Mysticism and Marriage

Marriage is a tool.
Marriage is not your life; it is the framework in which most people are supposed to operate for their lives. We are fundamentally designed to rely on one critical partner. That partner makes possible our sanity as we forge a divine hyper-reality against our fallen reality.
A critical element of that divine hyper-reality is recognizing we do not marry for love. Attraction is a variable, not destiny. Love always grows from shared hardship. If your partnership is wisely chosen, no other particulars matter, because love will grow from a glowing coal into a life long blazing furnace. That is how we are wired; it never fails unless there is something inside us too badly broken to follow God’s path.

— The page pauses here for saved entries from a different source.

PR #640, opened 2015-08-14
plan is only editable if no due date is before today

pandafulmanda:
## Before
screen shot 2015-08-14 at 2 01 55 pm
screen shot 2015-08-14 at 2 02 06 pm

### Don't show edit button for plans with due date before today
screen shot 2015-08-14 at 1 59 11 pm

### Show edit button if due in future
screen shot 2015-08-14 at 1 59 21 pm

@Fredasaurus  would this work?

### DIFF
--- a/src/components/course-calendar/duration.cjsx
+++ b/src/components/course-calendar/duration.cjsx
@@ -173,6 +173,7 @@ CourseDuration = React.createClass
     plan.isPublished = (plan.published_at? and plan.published_at)
     plan.isPublishing = @isPlanPublishing(plan)
     plan.isTrouble = plan.is_trouble
+    plan.isEditable = not plan.duration.start.isBefore(referenceDate, 'day')
 
   # TODO see how to pull out plan specific logic to show that this
   # can be reused for units, for example
--- a/src/components/course-calendar/plan-details.cjsx
+++ b/src/components/course-calendar/plan-details.cjsx
@@ -37,6 +37,9 @@ CoursePlanDetails = React.createClass
     editLinkName = camelCase("edit-#{type}")
 
     reviewButton = @renderReviewButton()
+    editButton = <Router.Link to={editLinkName} params={linkParams}>
+      <BS.Button>Edit Assignment</BS.Button>
+    </Router.Link> if plan.isEditable
 
     <BS.Modal
       {...@props}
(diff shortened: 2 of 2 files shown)


src/components/course-calendar/duration.cjsx
```diff
@@ -173,6 +173,7 @@ CourseDuration = React.createClass
     plan.isPublished = (plan.published_at? and plan.published_at)
     plan.isPublishing = @isPlanPublishing(plan)
     plan.isTrouble = plan.is_trouble
+    plan.isEditable = not plan.duration.start.isBefore(referenceDate, 'day')
 
   # TODO see how to pull out plan specific logic to show that this
```
nathanstitt: Why not: `plan.isEditable = plan.duration.start.isAfter(referenceDate, 'day')`.  That removes the `not` and *seems* to read better to me.

src/components/course-calendar/plan-details.cjsx
```diff
@@ -37,6 +37,9 @@ CoursePlanDetails = React.createClass
     editLinkName = camelCase("edit-#{type}")
 
     reviewButton = @renderReviewButton()
+    editButton = <Router.Link to={editLinkName} params={linkParams}>
+      <BS.Button>Edit Assignment</BS.Button>
+    </Router.Link> if plan.isEditable
```
nathanstitt: I've struggled with the cleanest way to write conditional jsx with coffeescript.  The best I've found thus far is:

```coffee
    if plan.isEditable then editButton =
      <Router.Link to={editLinkName} params={linkParams}>
        <BS.Button>Edit Assignment</BS.Button>
      </Router.Link>
```

You can also put a `\` after the `if` line to maybe make it more clear that it's a continuation.
i.e. ` if plan.isEditable then editButton = \`  I'm not sure if that adds much or not though.

src/components/course-calendar/duration.cjsx
pandafulmanda: That will make ```isEditable``` include things that are due today :smile:. I tried that initially.

src/components/course-calendar/plan-details.cjsx
pandafulmanda: Hmmm, this something I do semi-consistently throughout other code I've written.  The other way I've written it is:
```coffee
    if plan.isEditable
      editButton = <Router.Link to={editLinkName} params={linkParams}>
          <BS.Button>Edit Assignment</BS.Button>
        </Router.Link>
```

nathanstitt: Nope.  Just pointed that out in case you didn't know it :)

The issue is a sense of calling. Everyone on this earth is called by God, in one sense or another. Each of us born in this plane of existence has a hope for peace with God and His Creation. It has far less to do with occupation and everything to do with a fundamental orientation about having a sense of purpose. Searching in itself is the fundamental purpose. Should you spend your entire life struggling to discern, and then you die with a sense you never found it, you have still lived justly as God sees it.
Holiness is defined by desire, not success and certainly not any particular measure of human understanding.
Damaged people carry their damage into everything. Our society so flagrantly disregards God’s revelation that we should never be surprised most marriages don’t work well. However, once you are in it, God’s mandate is to make the most of it. You cannot make a marriage work, but you can work God’s glory within it. If that kills the marriage, it was already dead.
Marriage serves the mission or it falls away as a carcass.